§ **AIM OF THE EXERCISE**
The expected output is the first line of the data below and every line after it, up to and including the line containing "## Summary by cubic", each reproduced exactly.

(Dataset entries)
-=-=-
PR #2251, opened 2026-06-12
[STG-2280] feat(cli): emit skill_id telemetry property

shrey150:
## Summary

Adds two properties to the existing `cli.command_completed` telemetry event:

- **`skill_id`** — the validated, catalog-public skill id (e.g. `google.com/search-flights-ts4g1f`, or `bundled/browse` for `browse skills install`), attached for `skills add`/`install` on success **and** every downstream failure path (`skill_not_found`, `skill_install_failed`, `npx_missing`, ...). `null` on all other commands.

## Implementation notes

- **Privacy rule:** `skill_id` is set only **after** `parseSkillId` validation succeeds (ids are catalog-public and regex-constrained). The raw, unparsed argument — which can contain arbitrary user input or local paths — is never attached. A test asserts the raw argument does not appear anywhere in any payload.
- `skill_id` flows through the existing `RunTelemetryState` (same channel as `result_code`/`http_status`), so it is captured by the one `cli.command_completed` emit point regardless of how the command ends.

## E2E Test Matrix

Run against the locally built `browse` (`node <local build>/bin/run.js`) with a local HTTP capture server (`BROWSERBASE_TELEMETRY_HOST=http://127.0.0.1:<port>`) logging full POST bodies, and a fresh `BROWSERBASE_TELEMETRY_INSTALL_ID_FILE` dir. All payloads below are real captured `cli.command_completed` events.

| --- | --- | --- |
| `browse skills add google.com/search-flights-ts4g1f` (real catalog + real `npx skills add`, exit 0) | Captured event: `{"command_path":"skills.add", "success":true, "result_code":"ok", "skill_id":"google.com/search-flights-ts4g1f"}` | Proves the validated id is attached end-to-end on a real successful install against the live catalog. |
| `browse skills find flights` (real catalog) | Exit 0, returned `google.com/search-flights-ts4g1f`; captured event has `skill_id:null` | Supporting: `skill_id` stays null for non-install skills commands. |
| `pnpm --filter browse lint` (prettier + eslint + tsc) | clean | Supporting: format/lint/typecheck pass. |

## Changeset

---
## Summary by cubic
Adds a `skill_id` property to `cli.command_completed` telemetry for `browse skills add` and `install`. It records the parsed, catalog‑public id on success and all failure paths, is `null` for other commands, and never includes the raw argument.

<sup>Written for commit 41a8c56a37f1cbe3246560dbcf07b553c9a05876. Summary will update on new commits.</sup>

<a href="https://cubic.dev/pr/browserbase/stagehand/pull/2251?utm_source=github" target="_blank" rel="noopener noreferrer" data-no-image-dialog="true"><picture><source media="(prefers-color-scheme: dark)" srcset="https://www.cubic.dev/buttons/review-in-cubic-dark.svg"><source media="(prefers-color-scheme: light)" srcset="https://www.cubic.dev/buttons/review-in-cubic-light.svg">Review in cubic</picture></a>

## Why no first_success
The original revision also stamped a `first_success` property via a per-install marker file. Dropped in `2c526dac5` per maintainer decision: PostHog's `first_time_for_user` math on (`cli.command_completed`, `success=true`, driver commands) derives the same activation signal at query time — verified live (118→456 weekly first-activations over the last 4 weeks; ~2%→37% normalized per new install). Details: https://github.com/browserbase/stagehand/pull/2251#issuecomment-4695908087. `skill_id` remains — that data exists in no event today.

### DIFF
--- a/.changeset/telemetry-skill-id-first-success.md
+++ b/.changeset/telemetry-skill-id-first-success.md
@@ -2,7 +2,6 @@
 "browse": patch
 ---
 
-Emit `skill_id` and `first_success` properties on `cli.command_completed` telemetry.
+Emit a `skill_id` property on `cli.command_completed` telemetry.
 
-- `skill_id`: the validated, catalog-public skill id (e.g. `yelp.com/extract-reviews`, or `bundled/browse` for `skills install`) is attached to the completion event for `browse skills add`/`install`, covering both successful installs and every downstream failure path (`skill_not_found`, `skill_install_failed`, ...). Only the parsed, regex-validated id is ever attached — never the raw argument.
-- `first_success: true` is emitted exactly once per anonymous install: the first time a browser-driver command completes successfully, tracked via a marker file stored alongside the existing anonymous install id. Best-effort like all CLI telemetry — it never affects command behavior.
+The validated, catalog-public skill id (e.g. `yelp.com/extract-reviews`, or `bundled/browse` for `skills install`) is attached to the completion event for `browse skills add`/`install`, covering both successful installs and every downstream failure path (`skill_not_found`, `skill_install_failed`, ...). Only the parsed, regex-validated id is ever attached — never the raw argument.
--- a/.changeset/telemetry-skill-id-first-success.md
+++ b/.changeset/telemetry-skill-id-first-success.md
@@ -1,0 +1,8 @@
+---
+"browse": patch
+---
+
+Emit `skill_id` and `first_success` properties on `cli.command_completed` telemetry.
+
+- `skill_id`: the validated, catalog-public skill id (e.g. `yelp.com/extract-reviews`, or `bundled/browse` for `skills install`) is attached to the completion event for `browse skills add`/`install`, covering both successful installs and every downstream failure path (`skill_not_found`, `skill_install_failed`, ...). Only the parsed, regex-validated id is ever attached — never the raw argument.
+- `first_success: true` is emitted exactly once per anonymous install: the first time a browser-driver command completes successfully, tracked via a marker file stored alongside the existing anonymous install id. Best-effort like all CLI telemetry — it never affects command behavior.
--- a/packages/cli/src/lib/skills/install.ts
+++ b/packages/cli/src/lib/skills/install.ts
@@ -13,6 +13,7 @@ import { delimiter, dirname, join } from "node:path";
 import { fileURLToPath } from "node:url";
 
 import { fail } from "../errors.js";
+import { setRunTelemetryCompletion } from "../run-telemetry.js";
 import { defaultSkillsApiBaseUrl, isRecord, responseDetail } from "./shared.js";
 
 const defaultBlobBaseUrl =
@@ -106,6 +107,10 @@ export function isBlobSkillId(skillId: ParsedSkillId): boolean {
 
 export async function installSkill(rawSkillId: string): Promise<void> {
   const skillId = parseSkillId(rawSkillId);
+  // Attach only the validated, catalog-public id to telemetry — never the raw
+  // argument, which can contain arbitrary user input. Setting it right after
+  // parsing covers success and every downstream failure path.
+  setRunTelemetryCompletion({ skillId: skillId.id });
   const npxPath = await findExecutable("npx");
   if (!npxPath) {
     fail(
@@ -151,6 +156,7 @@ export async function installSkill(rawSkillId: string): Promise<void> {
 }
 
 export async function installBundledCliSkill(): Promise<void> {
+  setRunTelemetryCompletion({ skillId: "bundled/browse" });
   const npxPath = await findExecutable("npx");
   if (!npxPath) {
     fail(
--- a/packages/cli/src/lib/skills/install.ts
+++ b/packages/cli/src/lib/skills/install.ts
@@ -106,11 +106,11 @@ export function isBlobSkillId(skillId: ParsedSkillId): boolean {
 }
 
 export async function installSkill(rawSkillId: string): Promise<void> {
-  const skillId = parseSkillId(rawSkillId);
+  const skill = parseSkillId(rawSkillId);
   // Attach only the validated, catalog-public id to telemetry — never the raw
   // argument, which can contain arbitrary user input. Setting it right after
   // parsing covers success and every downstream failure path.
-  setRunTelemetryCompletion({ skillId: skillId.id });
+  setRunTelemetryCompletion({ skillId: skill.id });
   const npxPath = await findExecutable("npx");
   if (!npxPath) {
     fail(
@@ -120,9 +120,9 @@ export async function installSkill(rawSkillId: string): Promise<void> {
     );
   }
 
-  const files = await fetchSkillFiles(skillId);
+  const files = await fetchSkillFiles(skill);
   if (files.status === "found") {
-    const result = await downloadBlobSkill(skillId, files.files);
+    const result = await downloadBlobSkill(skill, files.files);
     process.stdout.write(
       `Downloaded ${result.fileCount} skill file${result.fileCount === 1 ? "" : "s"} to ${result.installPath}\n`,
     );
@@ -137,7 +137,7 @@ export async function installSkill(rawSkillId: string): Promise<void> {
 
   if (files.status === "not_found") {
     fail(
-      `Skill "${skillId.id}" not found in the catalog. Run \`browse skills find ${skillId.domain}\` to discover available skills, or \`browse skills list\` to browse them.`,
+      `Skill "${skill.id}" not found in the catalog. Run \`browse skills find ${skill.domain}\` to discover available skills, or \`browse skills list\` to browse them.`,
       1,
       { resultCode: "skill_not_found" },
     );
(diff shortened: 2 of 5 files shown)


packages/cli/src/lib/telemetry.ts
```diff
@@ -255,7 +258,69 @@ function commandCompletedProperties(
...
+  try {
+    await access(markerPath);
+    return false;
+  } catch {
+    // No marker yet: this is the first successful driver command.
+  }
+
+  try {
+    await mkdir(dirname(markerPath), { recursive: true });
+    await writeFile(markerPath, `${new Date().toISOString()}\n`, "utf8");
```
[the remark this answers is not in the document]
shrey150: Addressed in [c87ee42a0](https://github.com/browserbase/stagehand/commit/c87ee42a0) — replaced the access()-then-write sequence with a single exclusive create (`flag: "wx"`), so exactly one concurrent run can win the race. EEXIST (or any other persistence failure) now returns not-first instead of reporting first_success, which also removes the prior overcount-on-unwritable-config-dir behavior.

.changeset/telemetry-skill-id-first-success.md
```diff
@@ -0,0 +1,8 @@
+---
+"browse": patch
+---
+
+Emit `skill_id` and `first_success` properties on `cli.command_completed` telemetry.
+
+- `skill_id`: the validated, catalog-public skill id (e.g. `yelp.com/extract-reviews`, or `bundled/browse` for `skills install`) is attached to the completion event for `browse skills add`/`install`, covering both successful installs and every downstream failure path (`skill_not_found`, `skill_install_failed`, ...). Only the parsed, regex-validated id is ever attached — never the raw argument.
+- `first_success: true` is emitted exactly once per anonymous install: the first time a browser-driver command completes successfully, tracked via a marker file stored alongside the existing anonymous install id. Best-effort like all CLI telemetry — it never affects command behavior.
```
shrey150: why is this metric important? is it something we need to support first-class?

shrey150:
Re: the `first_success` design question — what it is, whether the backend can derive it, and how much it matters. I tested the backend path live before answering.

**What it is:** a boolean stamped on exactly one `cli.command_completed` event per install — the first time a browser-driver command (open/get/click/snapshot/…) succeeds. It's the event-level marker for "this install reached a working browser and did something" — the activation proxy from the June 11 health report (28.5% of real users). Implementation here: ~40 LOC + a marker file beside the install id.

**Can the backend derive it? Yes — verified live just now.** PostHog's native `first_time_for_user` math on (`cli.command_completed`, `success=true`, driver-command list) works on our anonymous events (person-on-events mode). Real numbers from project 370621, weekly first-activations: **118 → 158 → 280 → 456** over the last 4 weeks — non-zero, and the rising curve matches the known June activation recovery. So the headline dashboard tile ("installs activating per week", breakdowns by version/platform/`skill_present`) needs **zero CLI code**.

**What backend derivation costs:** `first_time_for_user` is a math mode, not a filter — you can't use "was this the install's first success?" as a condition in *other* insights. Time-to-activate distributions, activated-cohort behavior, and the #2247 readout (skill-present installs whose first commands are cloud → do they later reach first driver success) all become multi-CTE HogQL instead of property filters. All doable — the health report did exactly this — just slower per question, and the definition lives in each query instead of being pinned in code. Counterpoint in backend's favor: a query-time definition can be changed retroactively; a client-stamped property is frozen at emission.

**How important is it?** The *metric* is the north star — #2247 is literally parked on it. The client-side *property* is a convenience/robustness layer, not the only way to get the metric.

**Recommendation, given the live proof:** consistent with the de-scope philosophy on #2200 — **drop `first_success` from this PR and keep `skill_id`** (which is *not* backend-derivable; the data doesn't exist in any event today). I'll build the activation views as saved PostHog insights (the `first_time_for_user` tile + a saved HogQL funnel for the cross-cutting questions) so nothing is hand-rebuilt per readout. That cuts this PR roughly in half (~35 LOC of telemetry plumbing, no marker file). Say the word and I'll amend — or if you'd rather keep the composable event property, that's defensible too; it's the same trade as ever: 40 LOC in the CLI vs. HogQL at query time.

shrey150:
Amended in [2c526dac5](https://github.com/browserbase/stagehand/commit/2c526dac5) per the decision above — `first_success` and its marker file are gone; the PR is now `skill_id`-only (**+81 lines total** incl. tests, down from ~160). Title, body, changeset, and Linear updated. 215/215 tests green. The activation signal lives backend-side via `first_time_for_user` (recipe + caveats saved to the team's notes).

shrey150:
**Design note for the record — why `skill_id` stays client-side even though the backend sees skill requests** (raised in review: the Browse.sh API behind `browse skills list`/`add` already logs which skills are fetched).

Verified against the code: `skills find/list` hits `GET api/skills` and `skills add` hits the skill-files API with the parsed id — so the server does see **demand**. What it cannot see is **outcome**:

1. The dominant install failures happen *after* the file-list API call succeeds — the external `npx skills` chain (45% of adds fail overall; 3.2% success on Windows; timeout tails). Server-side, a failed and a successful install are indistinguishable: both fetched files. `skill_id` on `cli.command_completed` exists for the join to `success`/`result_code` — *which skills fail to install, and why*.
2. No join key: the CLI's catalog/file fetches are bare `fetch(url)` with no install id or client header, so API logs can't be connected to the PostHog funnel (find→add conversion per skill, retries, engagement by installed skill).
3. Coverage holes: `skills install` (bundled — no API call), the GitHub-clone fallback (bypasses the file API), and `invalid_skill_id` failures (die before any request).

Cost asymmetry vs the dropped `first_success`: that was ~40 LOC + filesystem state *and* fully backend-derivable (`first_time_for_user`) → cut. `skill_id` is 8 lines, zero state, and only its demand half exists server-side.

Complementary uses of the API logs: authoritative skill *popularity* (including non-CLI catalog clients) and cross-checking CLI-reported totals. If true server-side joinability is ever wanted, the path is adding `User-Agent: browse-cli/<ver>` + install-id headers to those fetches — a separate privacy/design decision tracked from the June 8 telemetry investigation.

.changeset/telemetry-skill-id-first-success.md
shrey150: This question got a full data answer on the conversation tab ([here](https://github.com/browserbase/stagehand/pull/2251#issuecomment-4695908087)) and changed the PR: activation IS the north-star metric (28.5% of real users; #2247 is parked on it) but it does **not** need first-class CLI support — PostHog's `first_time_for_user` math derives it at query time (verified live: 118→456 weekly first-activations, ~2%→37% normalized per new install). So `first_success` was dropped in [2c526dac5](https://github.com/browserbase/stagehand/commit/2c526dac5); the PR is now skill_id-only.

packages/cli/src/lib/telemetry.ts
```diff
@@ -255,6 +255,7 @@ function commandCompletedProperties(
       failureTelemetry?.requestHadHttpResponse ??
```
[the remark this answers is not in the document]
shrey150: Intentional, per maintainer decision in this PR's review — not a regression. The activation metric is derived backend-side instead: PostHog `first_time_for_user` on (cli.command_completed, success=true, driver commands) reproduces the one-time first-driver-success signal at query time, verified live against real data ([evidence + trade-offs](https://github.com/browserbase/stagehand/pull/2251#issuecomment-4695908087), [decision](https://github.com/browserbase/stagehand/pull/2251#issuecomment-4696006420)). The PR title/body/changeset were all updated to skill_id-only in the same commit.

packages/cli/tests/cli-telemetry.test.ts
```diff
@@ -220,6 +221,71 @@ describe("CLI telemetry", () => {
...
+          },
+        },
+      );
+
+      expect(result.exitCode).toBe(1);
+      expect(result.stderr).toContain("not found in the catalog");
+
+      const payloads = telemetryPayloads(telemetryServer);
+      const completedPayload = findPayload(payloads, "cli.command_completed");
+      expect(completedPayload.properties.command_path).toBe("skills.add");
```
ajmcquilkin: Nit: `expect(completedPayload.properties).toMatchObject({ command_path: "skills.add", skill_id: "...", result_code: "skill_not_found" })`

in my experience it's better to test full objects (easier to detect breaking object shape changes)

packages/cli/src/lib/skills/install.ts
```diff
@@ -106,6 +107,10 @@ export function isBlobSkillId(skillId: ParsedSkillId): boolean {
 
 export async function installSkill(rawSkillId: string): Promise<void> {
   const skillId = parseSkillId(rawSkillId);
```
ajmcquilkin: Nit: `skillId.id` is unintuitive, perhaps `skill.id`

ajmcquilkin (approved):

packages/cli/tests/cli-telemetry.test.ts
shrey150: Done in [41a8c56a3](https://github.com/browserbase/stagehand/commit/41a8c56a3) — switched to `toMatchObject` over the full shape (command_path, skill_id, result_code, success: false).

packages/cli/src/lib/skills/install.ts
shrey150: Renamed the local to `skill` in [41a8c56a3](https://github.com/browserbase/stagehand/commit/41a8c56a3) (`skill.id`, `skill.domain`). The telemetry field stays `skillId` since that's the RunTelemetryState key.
-=-=-
§ **TASK ANSWER**
PR #2251, opened 2026-06-12
[STG-2280] feat(cli): emit skill_id telemetry property

shrey150:
## Summary

Adds two properties to the existing `cli.command_completed` telemetry event:

- **`skill_id`** — the validated, catalog-public skill id (e.g. `google.com/search-flights-ts4g1f`, or `bundled/browse` for `browse skills install`), attached for `skills add`/`install` on success **and** every downstream failure path (`skill_not_found`, `skill_install_failed`, `npx_missing`, ...). `null` on all other commands.

## Implementation notes

- **Privacy rule:** `skill_id` is set only **after** `parseSkillId` validation succeeds (ids are catalog-public and regex-constrained). The raw, unparsed argument — which can contain arbitrary user input or local paths — is never attached. A test asserts the raw argument does not appear anywhere in any payload.
- `skill_id` flows through the existing `RunTelemetryState` (same channel as `result_code`/`http_status`), so it is captured by the one `cli.command_completed` emit point regardless of how the command ends.

## E2E Test Matrix

Run against the locally built `browse` (`node <local build>/bin/run.js`) with a local HTTP capture server (`BROWSERBASE_TELEMETRY_HOST=http://127.0.0.1:<port>`) logging full POST bodies, and a fresh `BROWSERBASE_TELEMETRY_INSTALL_ID_FILE` dir. All payloads below are real captured `cli.command_completed` events.

| --- | --- | --- |
| `browse skills add google.com/search-flights-ts4g1f` (real catalog + real `npx skills add`, exit 0) | Captured event: `{"command_path":"skills.add", "success":true, "result_code":"ok", "skill_id":"google.com/search-flights-ts4g1f"}` | Proves the validated id is attached end-to-end on a real successful install against the live catalog. |
| `browse skills find flights` (real catalog) | Exit 0, returned `google.com/search-flights-ts4g1f`; captured event has `skill_id:null` | Supporting: `skill_id` stays null for non-install skills commands. |
| `pnpm --filter browse lint` (prettier + eslint + tsc) | clean | Supporting: format/lint/typecheck pass. |

## Changeset

---
## Summary by cubic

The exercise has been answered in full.